Search
Choose a style
Dark
Light
Time to read: 5 min

Why the UK open banking’s new framework leaves room for debate

Financial Conduct Authority (FCA) headquarters building in London
FCA headquarters building in London. Image credit: FCA

The FCA has unveiled its blueprint for the Future Entity, a new standards body set to define the next phase of UK open banking. But questions over funding, consumer engagement and the scope of its role risk slowing the pace of progress.

The Financial Conduct Authority (FCA) has set out its vision for the Future Entity that will take over and expand the role of Open Banking Limited (OBL), creating a new standards body to underpin interoperability across the UK’s open banking ecosystem. 

While the regulator has presented the plan as the “next step in realising our vision of a more innovative, safe and competitive payments sector”, the detail also reveals unresolved questions that could determine whether this next phase delivers on its promise.

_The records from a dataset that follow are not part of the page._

PR #1600, opened 2024-01-02
fix: return existing bundle immediately

mohd-akram:
Skip generating the entry file and calling mkdir if not needed.


mohd-akram:
Thoughts on merging this? Currently the function might modify the filesystem even when `write` is false, which I don't think is desirable. This also avoids generating the entry file every time despite not being needed, speeding up the request.

PR #1604, opened 2024-01-15
fix: list action populate issue

AstaDK:
Explain issue:

I'm facing an issue with a resource list. The error message reads: "TypeError: Cannot read properties of undefined (reading 'find')." I have attached an image for more details. 

I suspect that the issue is due to a removed relationship.

"@adminjs/express": "^6.0.1",
"@adminjs/mongoose": "^4.0.0",
"adminjs": "^7.5.2",

image


dziraf (approved):

dziraf:
Hi @AstaDK, I'll approve and merge the PR since it should fix the UI error. However, I think you might have a configuration issue there since `populated.recordActions` should actually be defined and default to an empty array if the reference is configured correctly.

PR #1607, opened 2024-01-19
fix: add missing translations for boolean/select fields

dziraf:


src/backend/decorators/property/property-options.interface.ts
```diff
@@ -66,7 +66,7 @@ export default interface PropertyOptions {
    */
   availableValues?: Array<{
     value: string | number;
-    label: string;
+    label?: string;
```
dziraf, line 69: We should remove `label` in v8 since all translations are done in the frontend now and keeping a label here seems to be pointless.

PR #1628, opened 2024-02-13
fix: fix records list not visible when resource action is open in drawer

dziraf:


src/frontend/components/routes/resource-action.tsx
```diff
@@ -37,13 +38,44 @@ const ResourceAction: React.FC<Props> = (props) => {
     return <NoActionError resourceId={resourceId!} actionName={actionName!} />
   }
 
+  const listActionName = 'list'
+  const listAction = resource.resourceActions.find((r) => r.name === listActionName)
+
   const contentTag = getResourceElementCss(resource.id, action.name)
 
   if (action.showInDrawer) {
+    console.log('list action', listAction)
```
ariansobczak-rst, line 47: Is this log intentional?

dziraf: nope, removed

PR #1643, opened 2024-03-28
feat: support subproperties as a title

smacker:
This change allows setting a sub property as a title of resource.

For example:
```ts
      resource: {
        model: getModelByName('Sport'),
        client: prisma,
      },
      options: {
        titleProperty: 'translation.en',
        listProperties: ['translation.ja', 'translation.en'],
        properties: {
          translation: { type: 'mixed' },
          'translation.ja': { type: 'string' },
          'translation.en': { type: 'string' },
          // some other props
        },
      },
```

In master branch such `titleProperty` is just ignored which is an unexpected behavior.

### DIFF
--- a/src/backend/decorators/resource/resource-decorator.ts
+++ b/src/backend/decorators/resource/resource-decorator.ts
@@ -250,7 +250,7 @@ class ResourceDecorator {
 
     const properties = Object.values(this.properties)
     if (this.options.titleProperty) {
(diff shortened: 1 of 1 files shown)


dziraf (approved):

dziraf:
@smacker Thanks, I'll merge this. Using the helper method actually makes more sense here.

PR #882, opened 2023-04-19
Fixed deleting monitor workflow metadata

stevanbz:
*Issue #, if available:*
Deleting the workflow and potential delete of it's metadata.

*Description of changes:*
This PR handles workflow removal, removal of it's delegate monitors - deleting the monitors, theirs metadata, potentially queries from percolate index (if the delegate is doc level monitor), and removal of workflow metadata.

Workflow execution will cause underlying monitor metadata to be generated. Beside deleting the workflow, user can delete the delegate monitors and their metadata - if the delegate monitor is being deleted, all it's metadata should be deleted: metadata related with the given workflow execution and metadata related with the monitor execution.

If user has cluster privilege for deleting the workflows he should be able to delete the delegate monitors that are part of the given workflow. 
Once the workflow deletion starts, the context is being stashed meaning that the program in the section when deleting the workflows, monitors and metadata won't have any thread context related data. Namely, when starting alerting transport actions 
next check is being called: if (!validateUserBackendRoles(user, actionListener)) {
return
}
This check first checks if the the filterBy is enabled and then check if the user is null -- if both of them are true - the error is raised.
The check prevents to call one transport action from another with stashed context - since it will raise an error (because when the context is stashed the user will be null). In order to avoid this situation, the common parts of the code related with checking if the monitor is part of some workflow, deleting the monitors, their metadata and queries is extracted to a helper/utility class named: [MonitorDeleteService](https://github.com/opensearch-project/alerting/pull/882/files#diff-76485686809f4b34c3520d27d44ad9f57ae66f2bb3875577906f0906820cd1dcR44).

*CheckList:*

### DIFF
--- a/alerting/src/main/kotlin/org/opensearch/alerting/DeleteMonitorService.kt
+++ b/alerting/src/main/kotlin/org/opensearch/alerting/DeleteMonitorService.kt
@@ -1,0 +1,170 @@
+/*
+ * Copyright OpenSearch Contributors
+ * SPDX-License-Identifier: Apache-2.0
+ */
+
+package org.opensearch.alerting
+
+import kotlinx.coroutines.CoroutineName
+import kotlinx.coroutines.CoroutineScope
+import kotlinx.coroutines.Dispatchers
+import kotlinx.coroutines.SupervisorJob
+import org.apache.logging.log4j.LogManager
+import org.apache.lucene.search.join.ScoreMode
+import org.opensearch.action.ActionListener
+import org.opensearch.action.admin.indices.delete.DeleteIndexRequest
+import org.opensearch.action.admin.indices.exists.indices.IndicesExistsRequest
+import org.opensearch.action.admin.indices.exists.indices.IndicesExistsResponse
+import org.opensearch.action.delete.DeleteRequest
+import org.opensearch.action.delete.DeleteResponse
+import org.opensearch.action.search.SearchRequest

The FCA’s feedback statement (FS25/4) follows the conclusion of the Joint Regulatory Oversight Committee (JROC) and outlines how the Future Entity will act as the primary standard setter for open banking application programming interfaces (APIs). 

The regulator said it will “monitor both API performance and adherence to relevant standards” and provide directory and certification services, while ensuring “a minimum level of service and consistency across open banking services”.

It is being designed as a not-for-profit company limited by guarantee with an independent board appointed by an appointments committee that includes consumer, business, third-party provider (TPP) and account servicing payment service provider (ASPSP) representation. 

Advisory groups will feed into the board, including panels for SMEs and consumers.

The Future Entity will sit alongside two other layers in the FCA’s proposed model. Payments infrastructure will continue to provide the rails for transactions, overseen by the PSR and Bank of England, while a commercial scheme layer will see competitive industry-led schemes operating above the core standards. 

The first of these, an industry-owned commercial variable recurring payments (cVRP) scheme, is due to launch in autumn 2025.

Notable changes from earlier plans

One of the most significant changes is the decision to scrap the planned Interim Entity. 

“We no longer believe it necessary or efficient to create an Interim Entity” in order to move quickly towards establishing the Future Entity, the FCA said. This reversal prioritises speed but removes a transitional governance stage that some stakeholders considered important for stability.

The FCA has also left the door open for the Future Entity to take on operational roles. While it does not expect the body to “own or operate commercial schemes for open banking where there are incentives for market innovation”, it may do so “where there are not commercial incentives, or there are other market failures”. 

This could blur the boundary between neutral standard-setting and market participation.

On consumer engagement, the FCA has been clear that awareness building will fall to industry. 

It stated: “The FCA does not typically promote the services of a given financial sector. Industry participants are well positioned to raise public awareness of open banking services and the options available to consumers.”

Funding questions remain

The Future Entity will be funded on what the FCA calls an equitable basis, using a hybrid model combining fixed fees for core services and charges for premium services. 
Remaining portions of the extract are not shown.